Local Wildlife Weekly #2: Seaside Dragonlet

This is part of the 2020 Digital Seaside Center. For more Digital Seaside Center content, click here.

Hi everyone! Welcome back to Local Wildlife Weekly.

During last week’s profile of purple martins I touched on their predation of dragonflies, and included a rather ghastly anecdote about a mid-air decapitation. As the victims of that story, dragonflies were made out to be a bit helpless: prey for martins and nothing more. Let us not forget that, while dragonflies certainly fall prey to some large insectivorous birds, they are formidable predators in their own right. Not only that, they’re a fascinating group of organisms to observe and study: a remarkable diversity exists here in Connecticut, but only becomes apparent when you take the time to look and learn.

Introducing: The Seaside Dragonlet

A male Seaside Dragonlet at Barn Island WMA in Stonington, CT. Photo by Brendan Murtha.

A male Seaside Dragonlet at Barn Island WMA in Stonington, CT. Photo by Brendan Murtha.

This week’s profile is on the seaside dragonlet, Erythrodiplax berenice. This species of dragonfly is unique in its habitat choice, and its name points to that specialization: they are a dragonfly tied to the coast! Perhaps “saltmarsh” dragonlet would be a better name, for in their affinity for coastal wetlands they are readily found in Saltmarshes all up and down the eastern seaboard— often they’re the only dragonfly in that habitat. Although small and subtly colored they perch conspicuously on shrubs and marsh grasses, sometimes in great numbers, and they’ll often return to the same perch after buzzing out to take a gnat or mosquito from the air. The species exhibits strong sexual dimorphism, or variation between the sexes. Males are primarily dark, while females are bright and variable with spangled patterns of black and yellow. While other dragonflies may sometimes appear in coastal habitats, hunting insects over dunes and marshes, no other species is as tied to the coast as the dragonlet— they spend their whole life-cycle here, and rarely occur inland. 

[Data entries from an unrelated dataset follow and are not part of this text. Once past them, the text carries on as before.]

PR #4088, opened 2018-10-17
ENT-1906: Allow DJVM code to throw and catch sandbox exceptions.

chrisr3:
- Support for `throw`, `catch`, `finally` and stack traces.
- Create a template `sandbox.java.lang.Throwable` class that will become the non-throwable base class for sandbox exceptions.
- Create a two-way mapping being non-throwable sandbox exceptions and throwable exception wrappers. For the most part, this involves generating a throwable synthetic counterpart for each exception type. However, exceptions which can be thrown by the JVM itself (including _all_ of their parent exception types) are handled natively. This results in an exception hierarchy like:
```
sandbox.java.lang.Throwable <-> java.lang.Throwable
sandbox.java.lang.Exception <-> java.lang.Exception
sandbox.java.lang.RuntimeException <-> java.lang.RuntimeException
sandbox.java.time.DateTimeException <-> sandbox.java.time.DateTimeException.1DJVM
sandbox.net.corda.core.CordaRuntimeException <-> sandbox.net.corda.core.CordaRuntimeException.1DJVM
...
```
- Ensure that synthetic `.1DJVM` exception classes are generated automatically, immediately after their "owner" classes are loaded. If the JVM attempts to load an unknown `.1DJVM` class then the "owner" class is loaded, which triggers the generation of the synthetic class.
- Exception stack traces are truncated to exclude elements from outside the sandbox.
- Emitters are now ordered by integer "priority", for greater control over which emitters execute first.

### DIFF
--- a/djvm/src/main/java/sandbox/java/lang/String.java
+++ b/djvm/src/main/java/sandbox/java/lang/String.java
@@ -7,6 +7,7 @@ import sandbox.java.util.Locale;
 
 import java.io.Serializable;
 import java.io.UnsupportedEncodingException;
+import java.lang.reflect.Constructor;
 
 @SuppressWarnings("unused")
 public final class String extends Object implements Comparable<String>, CharSequence, Serializable {
@@ -21,6 +22,17 @@ public final class String extends Object implements Comparable<String>, CharSequ
 
     private static final String TRUE = new String("true");
     private static final String FALSE = new String("false");
+
+    private static final Constructor SHARED;
+
+    static {
+        try {
+            SHARED = java.lang.String.class.getDeclaredConstructor(char[].class, java.lang.Boolean.TYPE);
+            SHARED.setAccessible(true);
+        } catch (NoSuchMethodException e) {
+            throw new NoSuchMethodError(e.getMessage());
+        }
+    }
 
     private final java.lang.String value;
 
@@ -86,6 +98,17 @@ public final class String extends Object implements Comparable<String>, CharSequ
 
     public String(StringBuilder builder) {
         this.value = builder.toString();
+    }
+
+    String(char[] value, boolean share) {
+        java.lang.String newValue;
+        try {
+            // This is (presumably) an optimisation for memory usage.
+            newValue = (java.lang.String) SHARED.newInstance(value, share);
+        } catch (Exception e) {
+            newValue = new java.lang.String(value);
+        }
+        this.value = newValue;
     }
 
     @Override
--- a/djvm/src/main/kotlin/net/corda/djvm/analysis/PrefixTree.kt
+++ b/djvm/src/main/kotlin/net/corda/djvm/analysis/PrefixTree.kt
@@ -1,7 +1,7 @@
 package net.corda.djvm.analysis
 
 /**
- * Trie data structure to make prefix matching more efficient.
+ * Tree data structure to make prefix matching more efficient.
  */
 class PrefixTree {
 
--- a/djvm/src/main/kotlin/net/corda/djvm/rewiring/SandboxClassLoader.kt
+++ b/djvm/src/main/kotlin/net/corda/djvm/rewiring/SandboxClassLoader.kt
@@ -3,6 +3,9 @@ package net.corda.djvm.rewiring
 import net.corda.djvm.SandboxConfiguration
 import net.corda.djvm.analysis.AnalysisContext
 import net.corda.djvm.analysis.ClassAndMemberVisitor
+import net.corda.djvm.analysis.ExceptionResolver.Companion.getDJVMExceptionOwner
+import net.corda.djvm.analysis.ExceptionResolver.Companion.isDJVMException
+import net.corda.djvm.code.asPackagePath
 import net.corda.djvm.code.asResourcePath
 import net.corda.djvm.references.ClassReference
 import net.corda.djvm.source.ClassSource
@@ -33,7 +36,7 @@ class SandboxClassLoader(
     /**
      * The analyzer used to traverse the class hierarchy.
      */
-    val analyzer: ClassAndMemberVisitor
+    private val analyzer: ClassAndMemberVisitor
         get() = ruleValidator
 
     /**
@@ -57,6 +60,18 @@ class SandboxClassLoader(
     private val rewriter: ClassRewriter = ClassRewriter(configuration, supportingClassLoader)
 
     /**
+     * We need to load this class up front, so that we can identify sandboxed exception classes.
+     */
+    private val throwableClass: Class<*>
+
+    init {
+        // Bootstrap the loading of the sandboxed Throwable class.
+        loadClassAndBytes(ClassSource.fromClassName("sandbox.java.lang.Object"), context)
+        loadClassAndBytes(ClassSource.fromClassName("sandbox.java.lang.StackTraceElement"), context)
+        throwableClass = loadClassAndBytes(ClassSource.fromClassName("sandbox.java.lang.Throwable"), context).type
+    }
+
+    /**
      * Given a class name, provide its corresponding [LoadedClass] for the sandbox.
      */
     fun loadForSandbox(name: String, context: AnalysisContext): LoadedClass {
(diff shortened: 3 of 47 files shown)


djvm/src/main/kotlin/net/corda/djvm/analysis/PrefixTree.kt
```diff
@@ -1,7 +1,7 @@
 package net.corda.djvm.analysis
 
 /**
- * Trie data structure to make prefix matching more efficient.
+ * Tree data structure to make prefix matching more efficient.
```
tlil: [Trie](https://en.wikipedia.org/wiki/Trie) = prefix tree ;)

djvm/src/main/kotlin/net/corda/djvm/rewiring/SandboxClassLoader.kt
```diff
@@ -78,13 +93,38 @@ class SandboxClassLoader(
...
+        return if (analysisConfiguration.isSandboxClass(source.internalClassName)) {
+            loadSandboxClass(source, context).type
         } else {
             super.loadClass(name, resolve)
         }
     }
 
+    private fun loadSandboxClass(source: ClassSource, context: AnalysisContext): LoadedClass {
+        return if (isDJVMException(source.internalClassName)) {
+            /**
```
tlil: Why kdoc comments here? :-)

djvm/src/main/kotlin/net/corda/djvm/rules/implementation/HandleExceptionUnwrapper.kt
```diff
@@ -0,0 +1,46 @@
...
+/**
+ * Converts an exception from [java.lang.Throwable] to [sandbox.java.lang.Throwable]
+ * at the beginning of either a catch block or a finally block.
+ */
+class HandleExceptionUnwrapper : Emitter {
+    private val handlers = mutableMapOf<Label, String>()
+
+    override fun emit(context: EmitterContext, instruction: Instruction) = context.emit {
+        if (instruction is TryBlock) {
+            handlers[instruction.handler] = instruction.typeName
```
tlil: Looking at this, perhaps `handler` should be called `handlerLabel` instead for clarity? Wdyt?

djvm/src/main/kotlin/net/corda/djvm/rules/implementation/HandleExceptionUnwrapper.kt
```diff
@@ -0,0 +1,46 @@
...
+                     * This is a finally block; the wrapping function MUST NOT throw exceptions.
+                     */
+                    invokeStatic("sandbox/java/lang/DJVM", "finally", "(Ljava/lang/Throwable;)Lsandbox/java/lang/Throwable;")
+                }
+            }
+        }
+    }
+
+    override val priority: Int
+        get() = EMIT_TRAPPING_EXCEPTIONS + 1
```
tlil: When there's an explicit ordering dependency between two or more emitters within a single "category" (tracers, trapping exceptions, etc.), perhaps it'd be good to express them based on each other in ascending order?

E.g.,

`Emitter1.priority = EMIT_TRAPPING_EXCEPTIONS`
`Emitter2.priority = Emitter1.priority + 1`
`...`

tlil:
Looks great - just done a 1st pass. Will go through in more detail tomorrow.

djvm/src/main/kotlin/net/corda/djvm/analysis/PrefixTree.kt
chrisr3: OK, I assumed it was a typo :wink:.

djvm/src/main/kotlin/net/corda/djvm/rewiring/SandboxClassLoader.kt
chrisr3: Probably because I was originally thinking of "linking" the `DJVMException` reference. Does my use of KDoc threaten any kittens :cat2:?

djvm/src/test/kotlin/net/corda/djvm/analysis/ExceptionResolverTest.kt
```diff
@@ -0,0 +1,27 @@
...
+
+import net.corda.djvm.analysis.AnalysisConfiguration.Companion.JVM_EXCEPTIONS
+import net.corda.djvm.analysis.AnalysisConfiguration.Companion.SANDBOX_PREFIX
+import net.corda.djvm.code.ruleViolationError
+import net.corda.djvm.code.thresholdViolationError
+import org.assertj.core.api.Assertions.assertThat
+import org.junit.Test
+import org.objectweb.asm.Type
+
+class ExceptionResolverTest {
```
exFalso: No tests?

djvm/src/main/java/sandbox/java/lang/String.java
```diff
@@ -310,6 +335,8 @@ public String trim() {
         return toDJVM(value.trim());
     }
 
+    public String intern() { return INTERNAL.computeIfAbsent(value, s -> this); }
```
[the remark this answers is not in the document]
chrisr3: Something was complaining that `String.intern()` wasn't implemented, and so I added it. The `sandbox.java.lang.String` contains
```java
static final Map<java.lang.String, sandbox.java.lang.String> INTERNAL;
```
which will be destroyed when the sandbox is destroyed. I never actually invoke `java.lang.String.intern()` here.

djvm/src/main/kotlin/net/corda/djvm/rules/implementation/HandleExceptionUnwrapper.kt
```diff
@@ -0,0 +1,46 @@
...
+                    /**
+                     * When catching exceptions, we also need to tell the verifier which
+                     * which kind of [sandbox.java.lang.Throwable] to expect this to be.
+                     */
+                    castObjectTo(exceptionType)
+                } else {
+                    /**
+                     * This is a finally block; the wrapping function MUST NOT throw exceptions.
+                     */
+                    invokeStatic("sandbox/java/lang/DJVM", "finally", "(Ljava/lang/Throwable;)Lsandbox/java/lang/Throwable;")
```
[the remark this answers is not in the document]
chrisr3: Exceptions entering `finally` blocks are rethrown at the end via `ATHROW`. The DJVM is invoking
```java
java.lang.Throwable sandbox.java.lang.DJVM.toDJVM(sandbox.java.lang.Throwable t):
```
before _every_ `ATHROW`, so the exception inside the `finally` still needs to be wrapped. However, it does _not_ need to be exposed, and so I wrap it inside `DJVMThrowableWrapper` instead which the DJVM can trivially unwrap at the end.

Aborting the `finally` block prematurely by rethrowing the exception is _not_ an option.

djvm/src/main/kotlin/sandbox/java/lang/DJVM.kt
```diff
@@ -154,5 +168,130 @@ private fun toSandbox(className: kotlin.String): kotlin.String {
...
+private fun Class<*>.createJavaThrowable(t: Throwable): kotlin.Throwable {
+    return (try {
+        getDeclaredConstructor(kotlin.String::class.java).newInstance(String.fromDJVM(t.message))
+    } catch (e: NoSuchMethodException) {
+        newInstance()
+    } as kotlin.Throwable).apply {
+        t.cause?.also {
+            initCause(fromDJVM(it))
+        }
+        stackTrace = copyFromDJVM(t.stackTrace)
```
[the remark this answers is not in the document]
chrisr3: I don't think so. Where would the "dirty" information be coming from?

djvm/src/main/kotlin/sandbox/java/lang/DJVM.kt
```diff
@@ -154,5 +168,130 @@ private fun toSandbox(className: kotlin.String): kotlin.String {
...
+ */
+private fun kotlin.Throwable.toDJVMThrowable(): Throwable {
+    return (this as? DJVMException)?.getThrowable() ?: javaClass.toDJVMType().createDJVMThrowable(this)
+}
+
+/**
+ * Creates a new [sandbox.java.lang.Throwable] from a [java.lang.Throwable],
+ * which was probably thrown by the JVM itself.
+ */
+private fun Class<*>.createDJVMThrowable(t: kotlin.Throwable): Throwable {
```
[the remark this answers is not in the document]
chrisr3: Yes, the synthetic `.1DJVM` exceptions all have trivial constructors that accept `sandbox.java.lang.Throwable` only. It's only the JVM exceptions where we need to hunt for a suitable constructor via reflection. And almost all of those support `(java.lang.String)`, although some just have no-arg constructors.

djvm/src/test/kotlin/net/corda/djvm/analysis/ExceptionResolverTest.kt
chrisr3: No; there used to be but I refactored everything into a brick wall :face_with_head_bandage:.

djvm/src/main/kotlin/sandbox/java/lang/DJVM.kt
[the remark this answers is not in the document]
exFalso: Won't the stacktrace include stack trace elements from outside the sandbox?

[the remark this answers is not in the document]
chrisr3: Stack traces are created by native code, so  `sandbox.Throwable` must create an actual `java.Throwable` in its `fillStackTrace()` and then clean the stack trace up. So `sandbox.Throwable` stack traces are already "clean".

A female Seaside Dragonlet. Photo by Brendan Murtha.

A female Seaside Dragonlet. Photo by Brendan Murtha.

Dragonflies are odonates, order Odonata, a group that also includes damselflies. Dragonflies are classified under suborder Anisoptera, while damselflies occupy Zygoptera, the only major distinction within the odonate umbrella. Both these groups share a number of conserved characteristics, including an amphibious life cycle. Larval odonates are aquatic, and only take to the air after metamorphosing into their winged adult form. Odonates are thus inherently tied to aquatic habitats, and are most often found in close proximity to water. Certain adults will stray far from water sources, but these species are in the minority and must still return to the water to breed. Odonates lay their eggs underwater in a process known as oviposition. Females will insert the end of their long, slender abdomen just beneath the surface of the water to attach eggs to submerged substrates or within layers of sediment; these eggs then hatch into larvae which feed on animal prey. The vast majority of odonates breed in freshwater habitats such as ponds or slow silty streams, and few species can tolerate even slightly saline conditions. Seaside dragonlet is a notable exception.

Female dragonlets typically deposit eggs within the algal mats of warm, shallow marsh pools. Larval dragonlets then spend their first weeks there, and it is in this habitat that the greatest stressors occur. Odonates’ freshwater requirements arise from larval development, for most young can not survive high concentrations of salt in the water. The reason seems to be larvaes’ hemolymph osmotic pressure, which increases with salinity and will kill them if it gets too high. The larvae of seaside dragonlets, however, regulate their internal homeostasis in a unique manner: they can maintain constant pressure between their internal and external environments even when salinity climbs to extreme heights. Dragonlet larvae succumb to a spike in pressure only in seawater at 300% ambient salinity, a remarkable resilience. They can truly be considered a marine odonate as a result, and are the only dragonfly in the world known to possess this ability.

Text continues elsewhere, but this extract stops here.